__What you have to do__: Please take the records that follow and repeat exactly the lines starting with the line with "This pull request" and going on through the line with "- [x] Rebase to pick up the PR above.".

#### Provided material ####

PR #10644, opened 2020-08-12
MNT: Replace RandomState with default Generator

### LINKED ISSUE #11519: DOC: remove references to RandomState
### Description

I propose here to remove from the documentation any reference to `RandomState` and wrong (not best practice) usage of random number generators.

We went through this in SciPy. More on the PR https://github.com/scipy/scipy/pull/13778

Let me know if you would accept this contribution and I would propose to do it 😃 

### Additional context

Since NumPy 1.17 (and as far as I understand, the supported minimal version here is 1.17), the [canonical way](https://numpy.org/doc/stable/reference/random/index.html) to create random numbers is:

```python
import numpy as np
from numpy.random import default_rng
rng = default_rng()
```
And If a seed is to be used. User should not use a common value such as 0 or 123456. This is to prevent bias (everyone is using the same values) and ensure sufficient entropy for the generator. More [details](https://numpy.org/doc/stable/reference/random/bit_generators/index.html#seeding-and-entropy). The good practice (from NumPy's doc) is to generate a seed like this:

```python
from numpy.random import SeedSequence
print(SeedSequence().entropy)
```

Then you can use the value like
```python
rng = default_rng(my_seed_generated_and_not_common_value)
```

pllim:
### Description

This pull request is to address the fact that [RandomState is now considered legacy](https://numpy.org/doc/stable/reference/random/legacy.html).

However, during local testing, it appears that replacing it with default `Generator` isn't a simple search-and-replace. That is, the results change enough to cause test failures.

Should we proceed with this or trying something else like our own [NumpyRNGContext](https://docs.astropy.org/en/latest/api/astropy.utils.misc.NumpyRNGContext.html#astropy.utils.misc.NumpyRNGContext)?

@mhvk , do you have any opinion on this?

Fix #11519

**Choices**

1. Update the results. **But** `default_rng` is not available in Numpy 1.16 or older. ~Do we copy it into `compat` or something, or maybe wait to do this till we can drop support for Numpy 1.16?~ Not a problem now as we have dropped support for Numpy 1.16.
2. ~Use something else.~
3. ~Keep using `RandomState`.~

**TODO**

- [x] Wait for #10664 to merge. ~If its milestone changes, the milestone here needs to be updated to match.~
- [x] Rebase to pick up the PR above.
- [x] Update test results so CI pass. Remember to check the dev/remote job that is allowed to fail.

**After merge**

- [ ] Open issue to stop using random seed for doctest, see https://github.com/astropy/astropy/pull/10644#pullrequestreview-634247783
- [ ] Open issue to follow up on hardcoding test cases in `astropy/timeseries/periodograms/bls/tests/test_bls.py` and `astropy/modeling/tests/test_models.py` and assign to @astrofrog , see https://github.com/astropy/astropy/pull/10644#pullrequestreview-523134061


mhvk:
p.s. The failures are of course rather annoying! For tests, we really shouldn't be using random data (unless consciously to flush out bugs, like with `hypothesis`), while for documentation I can see the point, but for those we may be best off just not checking the final result.

pllim:
> we really shouldn't be using random data

Perhaps not, but fixing that is out of scope, as I have no idea what those devs had in mind when they designed the tests. I'll see about updating the results based on local run.

pllim:
I need input from subpackage maintainers about the failures and unexpected result changes before I can proceed with this.

astropy/stats/tests/test_histogram.py
```diff
@@ -63,23 +60,23 @@ def test_freedman_bin_width(N=10000, rseed=0):
...
 @pytest.mark.skipif('not HAS_SCIPY')
 def test_knuth_bin_width(N=10000, rseed=0):
-    rng = np.random.RandomState(rseed)
-    X = rng.randn(N)
+    rng = np.random.default_rng(rseed)
+    X = rng.standard_normal(N)
 
     dx, bins = knuth_bin_width(X, return_bins=True)
-    assert_allclose(len(bins), 59)
+    assert_allclose(len(bins), 58)
```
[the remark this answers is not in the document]
larrybradley: Yes, I think this is fine.  Different bins for different data.

astropy/stats/tests/test_histogram.py
```diff
@@ -129,45 +126,43 @@ def test_histogram_range_with_bins_list(N=1000, rseed=0):
...
-                           -0.17288406, 0.42214237, 1.01716881, 1.61219525,
-                           2.20722169, 2.80224813])
+    assert_allclose(counts, [2, 11, 16, 18, 22, 14, 13, 4])
+    assert_allclose(bins, [-2.32503077, -1.74087192, -1.15671306, -0.5725542,  0.01160465,
+                           0.59576351, 1.17992237, 1.76408122, 2.34824008], rtol=2e-7)
 
     counts, bins = histogram(X, bins='blocks')
-    assert_allclose(counts, [10, 61, 29])
-    assert_allclose(bins, [-2.55298982, -1.24381059, 0.46422235, 2.26975462])
+    assert_allclose(counts, [3, 97])
```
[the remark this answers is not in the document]
larrybradley: Ok for different data.

larrybradley (approved):

nden (approved):

pllim:
RTD failure is unrelated (`h5py` related). Remote data job passed.

astrofrog (approved):
Looks good to me but I think in a follow up we should really try and get rid of the hard coded arrays. I have some ideas for finding a seed so if someone opens the issue it can be assigned to me.

pllim:
@astrofrog , if you can find the seed soon, maybe this PR can wait. If not, feel free to merge. Thanks.

saimn:
This seems ready but needs a rebase.

astropy/stats/biweight.py
```diff
@@ -99,10 +99,10 @@ def biweight_location(data, c=6.0, M=None, axis=None, *, ignore_nan=False):
 
     >>> import numpy as np
     >>> from astropy.stats import biweight_location
-    >>> rand = np.random.RandomState(12345)
-    >>> biloc = biweight_location(rand.randn(1000))
+    >>> rand = np.random.default_rng(12345)
```
tupui, line 102:
```suggestion
    >>> rand = np.random.default_rng()
```

astropy/stats/biweight.py
```diff
@@ -99,10 +99,10 @@ def biweight_location(data, c=6.0, M=None, axis=None, *, ignore_nan=False):
...
+    >>> biloc = biweight_location(rand.standard_normal(1000))
     >>> print(biloc)    # doctest: +FLOAT_CMP
-    -0.0175741540445
+    0.01535330525461019
```
tupui, line 105:
```suggestion
    0.01535330525461019 # random
```

tupui (commented):
I am a bit late sorry. We did this in SciPy and the only difference is that we removed all seeding from examples. This is to enforce best practices. Using small seeds is bad for the entropy of the generator and also common values like 0, 42, 12345 end up in every code which leads to bias in results. Seeing should only be used for testing.

Here I am proposing to remove the seed and just allow variation in the results to pass the doctests (in SciPy I can add `# random` or `# may vary`, I am not sure if this is standard or not. Maybe this is your `# doctest: +FLOAT_CMP`?).

I can do a PR on this branch if you want some help. Also, I would suggest to add somewhere in the doc a paragraph about seeding. See what we did for example https://scipy.github.io/devdocs/tutorial/stats.html#random-number-generation.

mhvk:
@tupui - that sounds like a very good idea, but we do not have the `may vary` and `random` markers yet (might actually be good to replace our `FLOAT_CMP` with that), and I think we should definitely do that in a follow-up PR, not here.

tupui:
> @tupui - that sounds like a very good idea, but we do not have the `may vary` and `random` markers yet (might actually be good to replace our `FLOAT_CMP` with that), and I think we should definitely do that in a follow-up PR, not here.

Then do you suggest to use `FLOAT_CMP` here an in another PR to have `may vary` and `random`? If yes, I could propose the change for this PR and work on the following PR. Let me know 😃

pllim:
Re: No seed for doctest -- `FLOAT_CMP` only works for small variations. I have no idea what removing the seed would do to the doctest. If you insist on doctest not being deterministic, might as well do a `# doctest: +SKIP`?

mhvk:
@tupui - I'm suggesting that for this PR we leave the explicit seed in place and use `FLOAT_CMP` - we can then consider removing the explicit seeding in a separate PR (which will require not using `FLOAT_CMP`).

adrn:
@tupui - I agree that it is a good idea to figure out how to remove seeding from user-facing examples, but I do agree with @mhvk here that this PR should be restricted to replacing `RandomState`. Let's make a new issue to follow up on the broader point?

astropy/modeling/tests/test_models.py
```diff
@@ -452,9 +451,31 @@ def test_deriv_1D(self, model_class, test_parameters):
         model_no_deriv = create_model(model_class, test_parameters,
                                       use_constraints=False)
 
+        # NOTE: PR 10644 replaced deprecated usage of RandomState but could not
+        #       find a new seed that did not cause test failure, resorted to hardcoding.
```
adrn, line 455: Hm - seems like this should maybe become a TODO, with a new issue for @nden?

adrn (commented):
Took a quick look at this - seems fine to make these changes after rebasing. But in a new issue we should discuss modifying examples to remove seeds. 

One other thing that's not clear to me is whether the [default bit generator](https://numpy.org/doc/stable/reference/random/generator.html) could ever change in numpy? If it does, all the tests could start failing. So if that is a possibility, I wonder if we want to have a test helper that can produce a random number generator given a seed, but with the PCG64 bit generator hard coded? May not be an issue, but others might know...

tupui:
> @tupui - I agree that it is a good idea to figure out how to remove seeding from user-facing examples, but I do agree with @mhvk here that this PR should be restricted to replacing `RandomState`. Let's make a new issue to follow up on the broader point?

Sure makes sense. I can propose a following PR if that's ok then.

> One other thing that's not clear to me is whether the default bit generator could ever change in numpy? If it does, all the tests could start failing. So if that is a possibility, I wonder if we want to have a test helper that can produce a random number generator given a seed, but with the PCG64 bit generator hard coded? May not be an issue, but others might know...

We had a similar discussion on SciPy. While the underlying bit generator might change, it's a bit unlikely as people are now using it. Still, from NumPy's documentation they explicitly warn about not wanting to ensure reproducible results over the versions. If you must support a lot of versions `RandomState` is still there and is ensured to provide the same results. But it might not stay forever in NumPy. On SciPy, we still use `RandomState` in tests because we need to support NumPy 1.16. Maybe this will change once we switch to 1.17.

astropy/modeling/tests/test_models.py
pllim: Yeah, haven't gotten any replies here, so follow-up issue is the way to go.

astropy/timeseries/periodograms/bls/tests/test_bls.py
```diff
@@ -35,40 +35,366 @@ def assert_allclose_blsresults(blsresult, other, **kwargs):
         assert_quantity_allclose(v, other[k], **kwargs)
 
 
+# NOTE: PR 10644 replaced deprecated usage of RandomState but could not
+# find a new seed that did not cause test failure, resorted to hardcoding.
 @pytest.fixture
 def data():
-    rand = np.random.RandomState(123)
-    t = rand.uniform(0, 10, 500)
+    t = np.array([
```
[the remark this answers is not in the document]
pllim: Probably should open a follow-up issue about this too... cc @adrn

pllim:
I rebased. The one failure is unrelated. Given there are multiple approvals, I added some follow-up action items and will merge when CI finishes. Thanks for the reviews and discussions, everyone!

p.s. FWIW, I don't think people should be using random numbers in tests but addressing that is out of scope of this PR.

mhvk:
Yay! And, yes, I agree that one should not use random numbers in tests in the first place.

tupui:
Plus, in the end if the seed is fixed, it's not really a "random" number generator anymore 😉

pllim:
I can't read minds, but I think the "random" numbers got into the tests in one of two ways:

* Someone copy-pasted science code into a unit test.
* Attempt to mimic "real" data but want to do it as a one-liner.

I don't think randomness was the *intention* but rather means to an end.

pllim:
I think RTD is stuck due to concurrency limits. #yolo

pllim:
To everyone who is interested in the outstanding issues, please see #11566 and #11567 . Thanks again!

####

__Task solution__:
This pull request is to address the fact that [RandomState is now considered legacy](https://numpy.org/doc/stable/reference/random/legacy.html).

However, during local testing, it appears that replacing it with default `Generator` isn't a simple search-and-replace. That is, the results change enough to cause test failures.

Should we proceed with this or trying something else like our own [NumpyRNGContext](https://docs.astropy.org/en/latest/api/astropy.utils.misc.NumpyRNGContext.html#astropy.utils.misc.NumpyRNGContext)?

@mhvk , do you have any opinion on this?

Fix #11519

**Choices**

1. Update the results. **But** `default_rng` is not available in Numpy 1.16 or older. ~Do we copy it into `compat` or something, or maybe wait to do this till we can drop support for Numpy 1.16?~ Not a problem now as we have dropped support for Numpy 1.16.
2. ~Use something else.~
3. ~Keep using `RandomState`.~

**TODO**

- [x] Wait for #10664 to merge. ~If its milestone changes, the milestone here needs to be updated to match.~
- [x] Rebase to pick up the PR above.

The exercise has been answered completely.